WHAT NEEDS TO BE DONE:
Count the lines of the data below that include the string "violation", and provide nothing but the result.

SOURCE DATA:
PR #165, opened 2018-05-21
New release for v63004/gtm8891. Tests the following release note: A <…

VinayYottaDB:
…side-effect-expression><pure-Boolean-operator>$SELECT(0:side-effect-expression)) sequence produces a SELECTFALSE run-time error; a regression introduced with the literal optimizations in V6.3-002 caused this combination to produce a SIG-11 (segmentation violation) at compilation. (GTM-8891)

### DIFF
--- a/v63004/inref/gtm8891.m
+++ b/v63004/inref/gtm8891.m
@@ -1,0 +1,19 @@
+#
+#################################################################
+#								#
+# Copyright (c) 2018 YottaDB LLC. and/or its subsidiaries.	#
+# all rights reserved.						#
+#								#
+#	This source code contains the intellectual property	#
+#	of its copyright holder(s), and is made available	#
+#	under a license. If you do not know the terms of	#
+#	the license, please stop and do not read further.	#
+#								#
+#################################################################
+#
+
+
+gtm8891()
+	w $incr(x)!$select(0:$incr(x))
+	quit
+
--- a/v63004/inref/gtm8891.m
+++ b/v63004/inref/gtm8891.m
@@ -1,19 +1,17 @@
-#
-#################################################################
-#								#
-# Copyright (c) 2018 YottaDB LLC. and/or its subsidiaries.	#
-# all rights reserved.						#
-#								#
-#	This source code contains the intellectual property	#
-#	of its copyright holder(s), and is made available	#
-#	under a license. If you do not know the terms of	#
-#	the license, please stop and do not read further.	#
-#								#
-#################################################################
-#
+;;;;;;;;;;;;;;;;;;;;;;;;;;;;;;;;;;;;;;;;;;;;;;;;;;;;;;;;;;;;;;;;;
+;								;
+; Copyright (c) 2018 YottaDB LLC. and/or its subsidiaries.	;
+; all rights reserved.						;
+;								;
+;	This source code contains the intellectual property	;
+;	of its copyright holder(s), and is made available	;
+;	under a license. If you do not know the terms of	;
+;	the license, please stop and do not read further.	;
+;								;
+;;;;;;;;;;;;;;;;;;;;;;;;;;;;;;;;;;;;;;;;;;;;;;;;;;;;;;;;;;;;;;;;;
 
 
 gtm8891()
-	w $incr(x)!$select(0:$incr(x))
+	write $incr(x)!$select(0:$incr(x))
 	quit
 
--- a/v63004/instream.csh
+++ b/v63004/instream.csh
@@ -2,25 +2,26 @@
 #################################################################
 #								#
 # Copyright (c) 2018 YottaDB LLC. and/or its subsidiaries.	#
-# All rights reserved.						#
+# all rights reserved.						#
 #								#
 #	This source code contains the intellectual property	#
 #	of its copyright holder(s), and is made available	#
-#	under a license.  If you do not know the terms of	#
+#	under a license. If you do not know the terms of	#
 #	the license, please stop and do not read further.	#
 #								#
 #################################################################
 #
 #-----------------------------------------------------------------------------------------------------------------------------
-# List of subtests of the form "subtestname [author] description"
+# list of subtests of the form "subtestname [author] description"
 #-----------------------------------------------------------------------------------------------------------------------------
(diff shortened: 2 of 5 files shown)


v63004/inref/gtm8891.m
```diff
@@ -0,0 +1,19 @@
+#
```
nars1: Remove line 1. Our convention is to have the ####### line as the first line in the file.

v63004/instream.csh
```diff
@@ -2,33 +2,34 @@
 #################################################################
 #								#
 # Copyright (c) 2018 YottaDB LLC. and/or its subsidiaries.	#
-# All rights reserved.						#
+# all rights reserved.						#
```
nars1: This seems to be an unintended change. Please undo.

v63004/instream.csh
```diff
@@ -2,33 +2,34 @@
...
 #								#
 #	This source code contains the intellectual property	#
 #	of its copyright holder(s), and is made available	#
-#	under a license.  If you do not know the terms of	#
+#	under a license. If you do not know the terms of	#
```
nars1: A space before the If was removed unintentionally. Please undo.

v63004/instream.csh
```diff
@@ -2,33 +2,34 @@
...
 #	the license, please stop and do not read further.	#
 #								#
 #################################################################
 #
 #-----------------------------------------------------------------------------------------------------------------------------
-# List of subtests of the form "subtestname [author] description"
+# list of subtests of the form "subtestname [author] description"
```
nars1: Same issue with "list"

v63004/instream.csh
```diff
@@ -2,33 +2,34 @@
...
 #-----------------------------------------------------------------------------------------------------------------------------
-# gtm8909	    [jake]  Tests that <ctrl-c> within the help facility no longer leads to EN0256 error upon exit
-# gtm8860	    [jake]  Tests that journal extract removes additional / from journal and output file paths
-# gtm8791	    [jake]  Tests that <ctrl-z> no longer causes segmentation violation
-# gtm8699	    [jake]  Tests that $VIEW("STATSHARE",<region>) returns 1 if the process is sharing DB stats and 0 otherwise
-# gtm8202	    [jake]  Tests the functionality of the -SEQNO qualifier for the mupip journal -extract command
-# gtm5730	    [jake]  Tests that the update process now logs record types with a corresponding, non-numerical, description
-# gtm1041	    [jake]  Tests the that env variable gtm_mstack_size sets the size of the M stack as expected
+# gtm8909	    [jake]  tests that <ctrl-c> within the help facility no longer leads to en0256 error upon exit
```
nars1: I see a huge diff block here. I was expecting just the one line corresponding to the newly added subtest. What was changed in the other lines?

v63004/u_inref/gtm8891.csh
```diff
@@ -0,0 +1,17 @@
+
```
nars1: Remove line 1. Same as a prior comment.

v63004/u_inref/gtm8891.csh
```diff
@@ -0,0 +1,17 @@
...
+#	of its copyright holder(s), and is made available	#
+#	under a license. If you do not know the terms of	#
+#	the license, please stop and do not read further.	#
+#								#
+#################################################################
+#
+
+echo "#Running gtm8891 test"
+$gtm_dist/mumps -run gtm8891
+$gtm_dist/mumps -run %XCMD 'halt'
```
nars1: Line 17 is not necessary. The mumps -run done in line 16 returns back to the shell so no need to start a new mumps process which only does a halt.

v63004/inref/gtm8891.m
```diff
@@ -0,0 +1,19 @@
...
+#	of its copyright holder(s), and is made available	#
+#	under a license. If you do not know the terms of	#
+#	the license, please stop and do not read further.	#
+#								#
+#################################################################
+#
+
+
+gtm8891()
+	w $incr(x)!$select(0:$incr(x))
```
nars1: w -> write. It is a convention to include non-abbreviated commands in M code.

whitten:
I don't see a problem with $S(0:<expr>) generating an error. In fact, the M standard pretty much requires that it happen.   My problem is that the error is supposed to be "M4" as it says here:
http://71.174.62.16/Demo/AnnoStd?Frame=Main&Page=a107107&Edition=1995

7.1.5.18 $Select

$S[ELECT] ( L | tvexpr : expr | )

This form returns the value of the leftmost expr whose corresponding tvexpr is true. The process of evaluation consists of evaluating the tvexprs, one at a time in left-to-right order, until the first one is found whose value is true. The expr corresponding to this tvexpr (and no other) is evaluated and this value is made the value of $Select. An error condition occurs, with ecode="M4", if all tvexprs are false. Since only one expr is evaluated at any invocation of $Select, that is the only expr which must have a defined value.

If this situation produces  a SELECTFALSE run-time error, I hope the $ECODE value will be "M4"

v63004/instream.csh
VinayYottaDB: The tests are listed in reverse numeric order. Since 8891 is second from the top, all the lines below it are displaced by 1 line which causes these changes

nars1:
@whitten : Yes $ECODE will be M4

v63004/instream.csh
```diff
@@ -14,21 +14,22 @@
 #-----------------------------------------------------------------------------------------------------------------------------
 # List of subtests of the form "subtestname [author] description"
 #-----------------------------------------------------------------------------------------------------------------------------
-# gtm8909	    [jake]  Tests that <ctrl-c> within the help facility no longer leads to EN0256 error upon exit
```
nars1: There is now a huge block of prior commits that have been removed inadvertently. Please re-add them.

v63004/instream.csh
nars1: The displacement of lines is not the issue. There have been a lot of upper case letters changed to lower case. That is the reason for the huge block diff and needs to be reverted to their original case.

v63004/instream.csh
nars1: I realize now the comment lines have not been removed. They have been moved to a different place but with some upper case letters changed to lower case.  Never mind this comment. The other comment still needs to be addressed.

SOLVED PROBLEM:
2